# How have your musical tastes changed with age?



## mhammer (Nov 30, 2007)

Sifting through (more like straightening up) my record collection the other day and was surprised at some of the stuff in there, that I'd forgotten about. Got me to thinking about stuff I used to listen to a lot more. What about you?


----------



## greco (Jul 15, 2007)

My tastes have certainly had the tendency towards "softer"... but also "broader" through time.
However, ever since my teenage years, some of my tastes in music were considered a bit weird by many of my friends.


----------



## Alsomooh (Jul 12, 2020)

Slowly broadening. My tastes were pretty much set by my mid twenties, but within categories I learn to like more artists and accept more variety and more crossover. Not deliberately meaning to go softer, I do listen to a lot of acoustic music in many styles, maybe because I feel there’s more happening there right now.


----------



## Wardo (Feb 5, 2010)

First record as kid was the Marine Corps Band - could never stand the Beatles or hippies and so on. Even back then I realized they were naive.

When I was about 18 I was playing in a garage band ( The Who, Deep Purple etc ) but also listening to classical music; mostly chamber music and opera which I still listen to.

I had a Bluegrass epiphany when I was about 20 and got caught up in the crossover between Appalachian music and British traditional music. That pretty much carries through to what I play today but it has a harder element to it now. Bluegrass often starts with a letter in the first verse and there’s someone dead by the second verse which is kinda whimsical compared to recent songs about the meth industry where there’s lines like “I’ll fire eight shots in your back - when you run.”


----------



## oldjoat (Apr 4, 2019)

listen to a wider selection (anything but rap)


----------



## player99 (Sep 5, 2019)

Harsh distortion with yelling singing style is off the list these days.


----------



## Wardo (Feb 5, 2010)

player99 said:


> Harsh distortion with yelling singing style is off the list these days.

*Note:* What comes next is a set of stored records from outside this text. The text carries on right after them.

PR #326, opened 2020-01-20
FIX check the type of the entries in sys.modules

pierreglaser:
Some modules such as `coverage` can inject some non-module objects inside `sys.modules`, creating unpredictable bugs while trying to infer the module of a function. This currently affects one test inside the `PyPy` entry of `cloudpickle` CI. This PR adds an additional type check when manipulating entries of `sys.modules` during `_whichmodule`.

### DIFF
--- a/cloudpickle/cloudpickle.py
+++ b/cloudpickle/cloudpickle.py
@@ -154,7 +154,13 @@ def _whichmodule(obj, name):
     # Protect the iteration by using a list copy of sys.modules against dynamic
     # modules that trigger imports of other modules upon calls to getattr.
     for module_name, module in list(sys.modules.items()):
-        if module_name == '__main__' or module is None:
+        # Some modules such as coverage can inject non-module objects inside
+        # sys.modules
+        if (
+                module_name == '__main__' or
+                module is None or
+                not isinstance(module, types.ModuleType)
+        ):
             continue
         try:
             if _getattribute(module, name)[0] is obj:
--- a/tests/cloudpickle_test.py
+++ b/tests/cloudpickle_test.py
@@ -42,7 +42,7 @@ except ImportError:
 import cloudpickle
 from cloudpickle.cloudpickle import _is_dynamic
 from cloudpickle.cloudpickle import _make_empty_cell, cell_set
-from cloudpickle.cloudpickle import _extract_class_dict
+from cloudpickle.cloudpickle import _extract_class_dict, _whichmodule
 
 from .testutils import subprocess_pickle_echo
 from .testutils import assert_run_python_script
--- a/tests/cloudpickle_test.py
+++ b/tests/cloudpickle_test.py
@@ -1067,7 +1067,7 @@ class CloudPickleTest(unittest.TestCase):
                 if name == 'func':
                     return func
                 else:
-                    raise ValueError
+                    raise AttributeError
 
         non_module_object = NonModuleObject()
 
--- a/tests/cloudpickle_test.py
+++ b/tests/cloudpickle_test.py
@@ -1055,7 +1055,7 @@ class CloudPickleTest(unittest.TestCase):
         def func(x):
             return x ** 2
 
-        func.__module__ = "NonModuleObject"
+        func.__module__ = None
 
         class NonModuleObject(object):
             def __getattr__(self, name):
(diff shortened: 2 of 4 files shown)


pierreglaser:
Note that if we decide to move along with this change, the `try...catch` statement inside `whichmodule` is not tested anymore by our `test_faulty_module` (because `FaultyModule` won't pass the `isintance` check). To cover those specific lines, we would need to create a module-like object including a nested construct (like `MyMod.MyClass.my_method`, where `MyClass.__getattr__` raises an error) that we would try to pickle. It sounds like a very complicated test, but if @ogrisel you think it is worth it can write it.

cloudpickle/cloudpickle.py
```diff
@@ -154,7 +154,13 @@ def _whichmodule(obj, name):
     # Protect the iteration by using a list copy of sys.modules against dynamic
     # modules that trigger imports of other modules upon calls to getattr.
     for module_name, module in list(sys.modules.items()):
-        if module_name == '__main__' or module is None:
+        # Some modules such as coverage can inject non-module objects inside
+        # sys.modules
+        if (
+                module_name == '__main__' or
+                module is None or
+                not isinstance(module, types.ModuleType)
```
pierreglaser: maybe we can do a `issubclass(type(module), types.ModuleType)` check instead? WDYT?

ogrisel: `isinstance(module, types.ModuleType)` is simpler and cleaner.

ogrisel:
> Note that if we decide to move along with this change, the try...catch statement inside whichmodule is not tested anymore by our test_faulty_module (because FaultyModule won't pass the isintance check).

You mean the try / finally block? No I think we should keep it anyway. It's a good practice to have test not introduce any long lasting side effect. Let's keep the `test_faulty_module` as it is.

> To cover those specific lines, we would need to create a module-like object including a nested construct (like MyMod.MyClass.my_method, where MyClass.__getattr__ raises an error) that we would try to pickle. It sounds like a very complicated test, but if @ogrisel you think it is worth it can write it.

I think that would be useful to have a new deeper non-regression test for this indeed.

pierreglaser:
> You mean the try / finally block?

No, I meant [these lines](https://github.com/cloudpipe/cloudpickle/pull/326/files#diff-d2a3618afedd4e124c532151eedbae09R166-R171).

pierreglaser:
`test_non_module_object_passing_whichmodule` is a faithful reproducer of the original issue I spotted on `pypy` with `coverage`: a non-module object is inserted in `sys.modules` and miraculously passes a `whichmodule` check, but since it is not a module, `cloudpickle` errors out when carrying out routine checks on it such as `_is_dynamic`.

I also revamped `test_faulty_module` to include the coverage of the lines mentioned [here](https://github.com/cloudpipe/cloudpickle/pull/326#issuecomment-578087273).

tests/cloudpickle_test.py
```diff
@@ -1048,35 +1048,85 @@ def __init__(self, x):
...
+            assert func_module_name != 'NonModuleObject'
+            assert func_module_name is None
+
+            depickled_func = pickle_depickle(func, protocol=self.protocol)
+            assert depickled_func(2) == 4
+
+        finally:
+            sys.modules.pop('NonModuleObject')
+
     def test_faulty_module(self):
```
ogrisel: I think this test could be renamed to `test_unrelated_faulty_module` and then add a comment such as:

> Check that pickling a dynamically defined function or class does not fail when introspecting the currently loaded modules in `sys.modules` as long as those faulty modules are unrelated to the class or function we are currently pickling.

tests/cloudpickle_test.py
```diff
@@ -1048,35 +1048,85 @@ def __init__(self, x):
...
+            def __getattr__(self, name):
+                # We whitelist func so that a _whichmodule(func, None) call returns
+                # the NonModuleObject instance if a type check on the entries
+                # of sys.modules is not carried out, but manipulating this
+                # instance thinking it really is a module later on in the
+                # pickling process of func errors out
+                if name == 'func':
+                    return func
+                else:
+                    raise ValueError
```
pierreglaser:
```suggestion
                    raise AttributeError
```

tests/cloudpickle_test.py
```diff
@@ -1048,35 +1048,85 @@ def __init__(self, x):
...
+                    raise AttributeError
+
+        non_module_object = NonModuleObject()
+
+        assert func(2) == 4
+        assert func is non_module_object.func
+
+        # Any manipulation of non_module_object relying on attribute access
+        # will raise an Exception
+        with pytest.raises(ValueError):
```
pierreglaser:
```suggestion
        with pytest.raises(AttributeError):
```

I intend on doing lots of that if I end up in a long term care facility 25 years from now.


----------



## Analogman (Oct 3, 2012)

I’ve been getting back into hard rock and metal, learning songs I didn’t have the chops for in my teens.


----------



## Kerry Brown (Mar 31, 2014)

I’ve always listened to all types of music. I find all genres fit the 80/20 model where the 20 is always interesting.


----------



## zontar (Oct 25, 2007)

As I grow older I appreciate jazz more & mroe--still a lot that does nothing for me, but I understand & appreciate more of it.
Of course Jazz is a broad area of music.
I also enjoy Classical more than I used to--and I always like Classical music.


----------



## Fred Gifford (Sep 2, 2019)

I listen to the exact same albums I listened to when I was 15 .... not a thing has changed ... still happy with those records 50 years later


----------



## bw66 (Dec 17, 2009)

Marginally softer, marginally broader, though always fairly broad. More than anything, my tastes have become more local. I rarely listen to anything that isn't by someone I know anymore. (I drove to Chapleau last week (9 hours) and my "locally grown" playlist lasted the whole distance.) My lyrical tastes have evolved too - songs about drinking and one-night-stands no longer have a lot of appeal for my 50-something self. The dinosaur rock that I listened to as a kid is still enjoyable as a genre, but the songs themselves have grown a bit stale to me.


----------



## Verne (Dec 29, 2018)

MIne are somewhat the same. My tastes have progressed with some newer music, but not all. I listened to new wave, Orchestral, opera, swing and classic. Got into the punk sound about 1980 and my punk tastes changed a bit with the times. Overall, I may listen to a bit more genre styles, but not a lot. I think as a 15yr old going from Adam and the Ants, Kraftwerk, Beethoven, Mozart, Foreigner to Goldfinger, Rancid, SRV but still listening to the tunes that got my musical train rolling, was pretty open minded. Still, I can NOT listen to most of the new crap that is played on "rock stations" or pop. BLECH !!!!!


----------



## Budda (May 29, 2007)

They have definitely expanded, but I still enjoy the stuff I listened to when I was in my late teens.


----------



## guitarman2 (Aug 25, 2006)

My tastes have pretty much stayed the same. I'm in to the same bands artists that I was when I was 15. Pink Floyd, Queen, Rush Merle Haggard, Buck Owens are the big ones. Picked up many new artists\bands along the way but pretty much all in the same core genre. In the past couple decades I've broadened slightly with jazz\blues based music but I'm still hard core what I grew up with. 
I'm pretty much the cliche "What kind of music do you like"? "Oh I like both kinds. Country and Western"? 
It makes me a little narrow in my musical tastes but I'm very good at playing those styles of music. So great at country and country rock but not a well rounded musician.


----------



## Sneaky (Feb 14, 2006)

I like both kinds of music. Country AND Western.


----------



## Sneaky (Feb 14, 2006)

Wardo said:


> First record as kid was the Marine Corps Band - could never stand the Beatles or hippies and so on. Even back then I realized they were naive.
> 
> When I was about 18 I was playing in a garage band ( The Who, Deep Purple etc ) but also listening to classical music; mostly chamber music and opera which I still listen to.
> 
> I had a Bluegrass epiphany when I was about 20 and got caught up in the crossover between Appalachian music and British traditional music. That pretty much carries through to what I play today but it has a harder element to it now. Bluegrass often starts with a letter in the first verse and there’s someone dead by the second verse which is kinda whimsical compared to recent songs about the meth industry where there’s lines like “I’ll fire eight shots in your back - when you run.”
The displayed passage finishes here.